_EXERCISE DETAILS_
Nothing in the entries may differ when you return them.

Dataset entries

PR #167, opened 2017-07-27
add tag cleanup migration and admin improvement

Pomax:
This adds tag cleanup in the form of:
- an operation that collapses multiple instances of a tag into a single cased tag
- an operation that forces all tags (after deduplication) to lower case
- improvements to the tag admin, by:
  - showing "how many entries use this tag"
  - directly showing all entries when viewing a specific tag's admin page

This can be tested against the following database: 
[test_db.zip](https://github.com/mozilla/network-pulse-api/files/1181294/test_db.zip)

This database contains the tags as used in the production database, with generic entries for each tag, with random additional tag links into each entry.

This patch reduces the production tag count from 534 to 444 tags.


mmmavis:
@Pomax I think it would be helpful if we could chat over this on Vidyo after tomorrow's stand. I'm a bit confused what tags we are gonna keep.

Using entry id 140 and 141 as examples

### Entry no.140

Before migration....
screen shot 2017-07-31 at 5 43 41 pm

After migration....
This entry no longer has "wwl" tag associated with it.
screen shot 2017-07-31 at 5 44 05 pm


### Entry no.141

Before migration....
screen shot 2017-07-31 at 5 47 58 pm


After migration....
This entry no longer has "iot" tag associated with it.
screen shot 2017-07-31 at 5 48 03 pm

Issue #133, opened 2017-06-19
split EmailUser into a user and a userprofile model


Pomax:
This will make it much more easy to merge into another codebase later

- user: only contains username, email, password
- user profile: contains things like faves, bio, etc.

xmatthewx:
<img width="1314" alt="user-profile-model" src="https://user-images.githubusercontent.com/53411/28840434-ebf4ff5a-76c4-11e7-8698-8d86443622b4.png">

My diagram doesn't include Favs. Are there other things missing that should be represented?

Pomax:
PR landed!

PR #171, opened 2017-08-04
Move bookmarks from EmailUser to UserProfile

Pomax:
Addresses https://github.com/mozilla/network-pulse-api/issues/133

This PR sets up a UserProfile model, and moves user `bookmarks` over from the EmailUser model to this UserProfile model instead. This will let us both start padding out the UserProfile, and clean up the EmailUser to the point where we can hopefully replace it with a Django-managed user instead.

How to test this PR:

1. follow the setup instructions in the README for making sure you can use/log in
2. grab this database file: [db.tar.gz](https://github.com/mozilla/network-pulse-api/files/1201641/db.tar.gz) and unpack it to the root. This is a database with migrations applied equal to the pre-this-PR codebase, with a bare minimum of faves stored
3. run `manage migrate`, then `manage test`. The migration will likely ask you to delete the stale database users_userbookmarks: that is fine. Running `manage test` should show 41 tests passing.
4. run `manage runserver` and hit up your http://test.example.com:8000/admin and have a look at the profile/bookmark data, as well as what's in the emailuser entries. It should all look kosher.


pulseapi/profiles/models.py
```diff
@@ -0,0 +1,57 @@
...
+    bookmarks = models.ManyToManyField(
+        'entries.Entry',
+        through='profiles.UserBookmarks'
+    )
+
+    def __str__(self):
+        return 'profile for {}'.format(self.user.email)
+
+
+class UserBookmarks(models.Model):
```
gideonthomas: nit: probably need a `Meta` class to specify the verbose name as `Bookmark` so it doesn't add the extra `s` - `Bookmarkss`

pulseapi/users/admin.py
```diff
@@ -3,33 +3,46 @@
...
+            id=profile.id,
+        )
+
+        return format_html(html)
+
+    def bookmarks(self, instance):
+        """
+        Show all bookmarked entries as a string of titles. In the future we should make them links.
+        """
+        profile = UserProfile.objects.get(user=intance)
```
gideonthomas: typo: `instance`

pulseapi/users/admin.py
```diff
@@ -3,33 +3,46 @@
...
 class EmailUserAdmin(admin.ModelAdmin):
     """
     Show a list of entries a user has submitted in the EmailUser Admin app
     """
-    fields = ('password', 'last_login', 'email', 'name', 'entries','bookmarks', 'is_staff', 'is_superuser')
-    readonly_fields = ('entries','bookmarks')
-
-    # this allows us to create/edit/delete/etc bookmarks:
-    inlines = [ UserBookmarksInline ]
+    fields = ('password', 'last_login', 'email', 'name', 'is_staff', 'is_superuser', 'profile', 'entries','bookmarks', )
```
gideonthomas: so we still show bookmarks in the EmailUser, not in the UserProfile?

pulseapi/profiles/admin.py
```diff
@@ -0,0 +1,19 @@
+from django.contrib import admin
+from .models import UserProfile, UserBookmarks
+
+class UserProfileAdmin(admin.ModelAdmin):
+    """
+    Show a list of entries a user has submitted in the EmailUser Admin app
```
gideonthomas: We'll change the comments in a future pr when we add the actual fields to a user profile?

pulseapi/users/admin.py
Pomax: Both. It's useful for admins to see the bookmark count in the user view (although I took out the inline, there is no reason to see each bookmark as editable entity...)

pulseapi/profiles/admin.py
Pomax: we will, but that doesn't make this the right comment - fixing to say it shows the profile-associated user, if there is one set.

_OUTPUT_
PR #167, opened 2017-07-27
add tag cleanup migration and admin improvement

Pomax:
This adds tag cleanup in the form of:
- an operation that collapses multiple instances of a tag into a single cased tag
- an operation that forces all tags (after deduplication) to lower case
- improvements to the tag admin, by:
  - showing "how many entries use this tag"
  - directly showing all entries when viewing a specific tag's admin page

This can be tested against the following database: 
[test_db.zip](https://github.com/mozilla/network-pulse-api/files/1181294/test_db.zip)

This database contains the tags as used in the production database, with generic entries for each tag, with random additional tag links into each entry.

This patch reduces the production tag count from 534 to 444 tags.


mmmavis:
@Pomax I think it would be helpful if we could chat over this on Vidyo after tomorrow's stand. I'm a bit confused what tags we are gonna keep.

Using entry id 140 and 141 as examples

### Entry no.140

Before migration....
screen shot 2017-07-31 at 5 43 41 pm

After migration....
This entry no longer has "wwl" tag associated with it.
screen shot 2017-07-31 at 5 44 05 pm


### Entry no.141

Before migration....
screen shot 2017-07-31 at 5 47 58 pm


After migration....
This entry no longer has "iot" tag associated with it.
screen shot 2017-07-31 at 5 48 03 pm

Issue #133, opened 2017-06-19
split EmailUser into a user and a userprofile model


Pomax:
This will make it much more easy to merge into another codebase later

- user: only contains username, email, password
- user profile: contains things like faves, bio, etc.

xmatthewx:
<img width="1314" alt="user-profile-model" src="https://user-images.githubusercontent.com/53411/28840434-ebf4ff5a-76c4-11e7-8698-8d86443622b4.png">

My diagram doesn't include Favs. Are there other things missing that should be represented?

Pomax:
PR landed!

PR #171, opened 2017-08-04
Move bookmarks from EmailUser to UserProfile

Pomax:
Addresses https://github.com/mozilla/network-pulse-api/issues/133

This PR sets up a UserProfile model, and moves user `bookmarks` over from the EmailUser model to this UserProfile model instead. This will let us both start padding out the UserProfile, and clean up the EmailUser to the point where we can hopefully replace it with a Django-managed user instead.

How to test this PR:

1. follow the setup instructions in the README for making sure you can use/log in
2. grab this database file: [db.tar.gz](https://github.com/mozilla/network-pulse-api/files/1201641/db.tar.gz) and unpack it to the root. This is a database with migrations applied equal to the pre-this-PR codebase, with a bare minimum of faves stored
3. run `manage migrate`, then `manage test`. The migration will likely ask you to delete the stale database users_userbookmarks: that is fine. Running `manage test` should show 41 tests passing.
4. run `manage runserver` and hit up your http://test.example.com:8000/admin and have a look at the profile/bookmark data, as well as what's in the emailuser entries. It should all look kosher.


pulseapi/profiles/models.py
```diff
@@ -0,0 +1,57 @@
...
+    bookmarks = models.ManyToManyField(
+        'entries.Entry',
+        through='profiles.UserBookmarks'
+    )
+
+    def __str__(self):
+        return 'profile for {}'.format(self.user.email)
+
+
+class UserBookmarks(models.Model):
```
gideonthomas: nit: probably need a `Meta` class to specify the verbose name as `Bookmark` so it doesn't add the extra `s` - `Bookmarkss`

pulseapi/users/admin.py
```diff
@@ -3,33 +3,46 @@
...
+            id=profile.id,
+        )
+
+        return format_html(html)
+
+    def bookmarks(self, instance):
+        """
+        Show all bookmarked entries as a string of titles. In the future we should make them links.
+        """
+        profile = UserProfile.objects.get(user=intance)
```
gideonthomas: typo: `instance`

pulseapi/users/admin.py
```diff
@@ -3,33 +3,46 @@
...
 class EmailUserAdmin(admin.ModelAdmin):
     """
     Show a list of entries a user has submitted in the EmailUser Admin app
     """
-    fields = ('password', 'last_login', 'email', 'name', 'entries','bookmarks', 'is_staff', 'is_superuser')
-    readonly_fields = ('entries','bookmarks')
-
-    # this allows us to create/edit/delete/etc bookmarks:
-    inlines = [ UserBookmarksInline ]
+    fields = ('password', 'last_login', 'email', 'name', 'is_staff', 'is_superuser', 'profile', 'entries','bookmarks', )
```
gideonthomas: so we still show bookmarks in the EmailUser, not in the UserProfile?

pulseapi/profiles/admin.py
```diff
@@ -0,0 +1,19 @@
+from django.contrib import admin
+from .models import UserProfile, UserBookmarks
+
+class UserProfileAdmin(admin.ModelAdmin):
+    """
+    Show a list of entries a user has submitted in the EmailUser Admin app
```
gideonthomas: We'll change the comments in a future pr when we add the actual fields to a user profile?

pulseapi/users/admin.py
Pomax: Both. It's useful for admins to see the bookmark count in the user view (although I took out the inline, there is no reason to see each bookmark as editable entity...)

pulseapi/profiles/admin.py
Pomax: we will, but that doesn't make this the right comment - fixing to say it shows the profile-associated user, if there is one set.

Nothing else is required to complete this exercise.